WORK REQUEST
Range to output from the entries below: the line containing "# How Has This Been Tested?" through the line containing "no enchanted ones.". Set it down exactly, ends included, nothing else.

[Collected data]
○ ○ ○ ○
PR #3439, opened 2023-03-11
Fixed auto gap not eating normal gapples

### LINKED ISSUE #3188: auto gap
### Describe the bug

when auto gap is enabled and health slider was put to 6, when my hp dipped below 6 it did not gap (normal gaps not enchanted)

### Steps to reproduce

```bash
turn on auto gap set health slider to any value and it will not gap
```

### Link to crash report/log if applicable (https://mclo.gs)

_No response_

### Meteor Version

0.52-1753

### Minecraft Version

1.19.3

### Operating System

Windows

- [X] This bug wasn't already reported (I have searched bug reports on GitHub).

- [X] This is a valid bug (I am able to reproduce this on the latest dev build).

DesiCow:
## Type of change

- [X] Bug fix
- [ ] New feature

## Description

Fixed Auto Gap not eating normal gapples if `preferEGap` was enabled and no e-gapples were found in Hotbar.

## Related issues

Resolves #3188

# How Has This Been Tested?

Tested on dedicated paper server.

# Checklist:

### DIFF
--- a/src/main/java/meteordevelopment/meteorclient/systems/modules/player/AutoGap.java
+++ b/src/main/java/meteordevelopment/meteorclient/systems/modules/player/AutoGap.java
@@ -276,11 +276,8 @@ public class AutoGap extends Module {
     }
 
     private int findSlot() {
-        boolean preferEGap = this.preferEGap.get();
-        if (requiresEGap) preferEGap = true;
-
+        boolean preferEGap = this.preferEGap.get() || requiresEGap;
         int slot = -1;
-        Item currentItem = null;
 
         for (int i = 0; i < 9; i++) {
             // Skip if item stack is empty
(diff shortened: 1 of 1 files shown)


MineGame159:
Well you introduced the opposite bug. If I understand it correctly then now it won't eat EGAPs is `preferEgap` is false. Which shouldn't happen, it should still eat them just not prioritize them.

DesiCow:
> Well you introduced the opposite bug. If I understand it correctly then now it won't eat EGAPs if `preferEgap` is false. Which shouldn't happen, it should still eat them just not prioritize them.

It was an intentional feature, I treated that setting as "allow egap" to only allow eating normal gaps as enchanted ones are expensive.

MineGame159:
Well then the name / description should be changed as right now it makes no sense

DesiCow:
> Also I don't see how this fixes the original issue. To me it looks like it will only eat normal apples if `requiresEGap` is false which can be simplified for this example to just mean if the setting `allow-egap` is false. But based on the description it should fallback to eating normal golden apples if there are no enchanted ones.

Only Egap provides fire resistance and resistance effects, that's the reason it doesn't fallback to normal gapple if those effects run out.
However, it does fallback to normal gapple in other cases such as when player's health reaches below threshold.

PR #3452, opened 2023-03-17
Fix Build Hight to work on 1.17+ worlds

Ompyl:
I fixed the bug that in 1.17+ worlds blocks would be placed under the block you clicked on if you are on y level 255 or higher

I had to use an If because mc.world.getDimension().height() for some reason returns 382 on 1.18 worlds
○ ○ ○ ○
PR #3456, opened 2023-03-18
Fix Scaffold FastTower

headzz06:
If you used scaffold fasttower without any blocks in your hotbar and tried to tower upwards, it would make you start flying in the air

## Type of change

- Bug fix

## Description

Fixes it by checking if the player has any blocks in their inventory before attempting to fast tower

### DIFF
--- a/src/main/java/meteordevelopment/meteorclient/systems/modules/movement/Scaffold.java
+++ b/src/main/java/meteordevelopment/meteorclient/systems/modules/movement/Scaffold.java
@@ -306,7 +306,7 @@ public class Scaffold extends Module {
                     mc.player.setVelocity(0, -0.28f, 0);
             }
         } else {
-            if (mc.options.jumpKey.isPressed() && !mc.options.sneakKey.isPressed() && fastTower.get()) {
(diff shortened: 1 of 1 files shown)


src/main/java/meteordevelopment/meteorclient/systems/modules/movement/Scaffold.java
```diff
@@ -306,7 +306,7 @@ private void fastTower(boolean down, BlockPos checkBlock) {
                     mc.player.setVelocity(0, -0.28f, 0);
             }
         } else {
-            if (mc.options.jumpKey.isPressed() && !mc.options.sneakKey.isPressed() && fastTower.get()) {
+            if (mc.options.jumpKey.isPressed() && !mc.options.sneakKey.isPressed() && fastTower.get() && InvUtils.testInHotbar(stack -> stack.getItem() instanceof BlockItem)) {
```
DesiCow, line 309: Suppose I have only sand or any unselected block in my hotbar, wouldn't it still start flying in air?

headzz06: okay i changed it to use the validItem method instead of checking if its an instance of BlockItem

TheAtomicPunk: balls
○ ○ ○ ○
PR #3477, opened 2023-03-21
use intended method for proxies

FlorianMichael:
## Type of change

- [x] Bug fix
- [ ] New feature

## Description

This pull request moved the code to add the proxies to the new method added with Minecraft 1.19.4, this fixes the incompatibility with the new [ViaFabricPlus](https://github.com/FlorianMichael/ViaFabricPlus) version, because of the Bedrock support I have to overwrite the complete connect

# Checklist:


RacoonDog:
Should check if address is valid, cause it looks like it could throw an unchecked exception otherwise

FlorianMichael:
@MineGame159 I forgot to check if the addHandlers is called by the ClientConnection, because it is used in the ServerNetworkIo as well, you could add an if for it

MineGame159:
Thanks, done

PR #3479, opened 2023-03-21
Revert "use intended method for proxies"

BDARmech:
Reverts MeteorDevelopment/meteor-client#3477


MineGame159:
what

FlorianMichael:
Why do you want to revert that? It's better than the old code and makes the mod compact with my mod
○ ○ ○ ○
RESULT BELOW
# How Has This Been Tested?

Tested on dedicated paper server.

# Checklist:

### DIFF
--- a/src/main/java/meteordevelopment/meteorclient/systems/modules/player/AutoGap.java
+++ b/src/main/java/meteordevelopment/meteorclient/systems/modules/player/AutoGap.java
@@ -276,11 +276,8 @@ public class AutoGap extends Module {
     }
 
     private int findSlot() {
-        boolean preferEGap = this.preferEGap.get();
-        if (requiresEGap) preferEGap = true;
-
+        boolean preferEGap = this.preferEGap.get() || requiresEGap;
         int slot = -1;
-        Item currentItem = null;
 
         for (int i = 0; i < 9; i++) {
             // Skip if item stack is empty
(diff shortened: 1 of 1 files shown)


MineGame159:
Well you introduced the opposite bug. If I understand it correctly then now it won't eat EGAPs is `preferEgap` is false. Which shouldn't happen, it should still eat them just not prioritize them.

DesiCow:
> Well you introduced the opposite bug. If I understand it correctly then now it won't eat EGAPs if `preferEgap` is false. Which shouldn't happen, it should still eat them just not prioritize them.

It was an intentional feature, I treated that setting as "allow egap" to only allow eating normal gaps as enchanted ones are expensive.

MineGame159:
Well then the name / description should be changed as right now it makes no sense

DesiCow:
> Also I don't see how this fixes the original issue. To me it looks like it will only eat normal apples if `requiresEGap` is false which can be simplified for this example to just mean if the setting `allow-egap` is false. But based on the description it should fallback to eating normal golden apples if there are no enchanted ones.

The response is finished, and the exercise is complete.